Image information fusion is able to combine the different images of the same target or scene into a complete and accurate description of the same target or scene with software tricks. It has a wide range of applications in the field of medicine, remote sensing and military. A good image fusion method can lay a solid foundation for the subsequenct computer automated processing. This dissertation analyzes the research status quo of image fusion, and then does a deep research on the theory of various image fusion methods. Aiming at improving the image quality and benefiting the follow-up applications, this dissertation researches into noisy image fusion, the role that image quality evaluation plays in image fusion rules, multi-spectral and multi-temporal remote sensing image fusion, and weight construction based on learning algorithm. The main contributions are summarized as follows:
     (1) A fusion framework which contains multi-scale decomposition framework and Totoal Variation (TV) model is proposed for noisy image fusion. In the multi-scale decomposition framework, applying Principal Component Analysis (PCA) to accomplish the decomposition and reconstruction is presented. If one transform can be applied to multi-scale decomposition, it must have the ablity of transform and inverse transform. PCA can be applied not only in the decomposition but also to reconstruct images, so it is feasible to be used in multi-scale decomposition framework. The proposed framework solves the massive effect that occurs during the fusion process with TV model while overcomes the weakness of poor noisy suppression in the multi-scale framework. The experiments demonstrate that, with TV model, this new framework is able to reduce the noise of the fused image while maintain the spectral information during the fusion of multi-spectral image and panchromatic image; the proposed decomposition method based on PCA can avoid the massive effect appeared in the TV model fusion.
     (2) Image fusion rules based on image quality assessment are proposed.
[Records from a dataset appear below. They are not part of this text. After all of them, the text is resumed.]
PR #1997, opened 2024-11-19
T1715 FCPs are wrongly marked as suspended: after merge fixes

nlachat-compassion:


nlachat-compassion:
I think that this PR addresses all your comments @ecino  ( https://github.com/CompassionCH/compassion-modules/pull/1994#discussion_r1846348795 ). 
I did not find a way to make the field sponsorships_count searchable (the search function can only transform one search domain into another, so I don't see how it could count. Maybe there's a possibility in odoo that I don't know about. The other alternative, setting store=True, seems to work however).
What do you think?

ecino (approved):

PR #1998, opened 2024-11-20
T1996 add a link for position in google maps

jordyBSK:


NoeBerdoz (changes requested):
Great job, the only remaining thing to do is to declare the  'show in Google maps' string to be translatable (hint: `_`)

child_compassion/models/project_compassion.py
```diff
@@ -531,6 +532,14 @@ def _compute_timezone(self):
                 lng=project.gps_longitude, lat=project.gps_latitude
             )
 
+    def _compute_google_link(self):
+        for project in self:
+            if project.gps_latitude and project.gps_longitude:
+                google_url = f"https://www.google.com/maps/search/?api=1&query={project.gps_latitude},{project.gps_longitude}"
+                project.google_link = (
+                    f'<a href="{google_url}" target="_blank">' "show in Google maps</a>"
+                )
```
```suggestion
               project.google_link = f"https://www.google.com/maps/search/?api=1&query={project.gps_latitude},{project.gps_longitude}"
            else:
                project.google_link = False

    def open_google_maps(self):
        self.ensure_one()
        return {
            "type": "ir.actions.act_url",
            "url": self.google_link,
            "target": "new",
        }
```

child_compassion/views/project_compassion_view.xml
```diff
@@ -141,6 +141,7 @@
                                     <field name="time_to_medical_facility" />
                                     <field name="gps_latitude" />
                                     <field name="gps_longitude" />
+                                    <field name="google_link" widget="html" />
```
ecino: Please make a button at the top of the form view instead of a field. It will be better accessible.

```
<button
              name="open_google_maps"
              type="object"
              string="Google Maps"
              icon="fa-external-link"
              class="oe_stat_button"
            />
```

ecino (changes requested):
I propose to add a button at the top instead of an URL field.

ecino (approved):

Fusion rules in multi-scale decomposition contain approximation images' fusion rule and detail images' fusion rule. Usually, when fusing the images from certain decomposition level, fusion rules ultilize the relevant information of current level's images to accomplish the fusion. Obviously, as the increase of decomposition levels, the amount of information in the images gradually reduces. Therefore, it is proposed that using last level's information of multi-scale decomposition to complete the fusion of current level's approximation images. Corresponding Image quality assessment parameters are put into establishing the rules of approximation images and detail images. The experiments under different multi-scale decomposition frameworks show that the proposed rules are able to effectively extract information for fusion from approximation images and detail images.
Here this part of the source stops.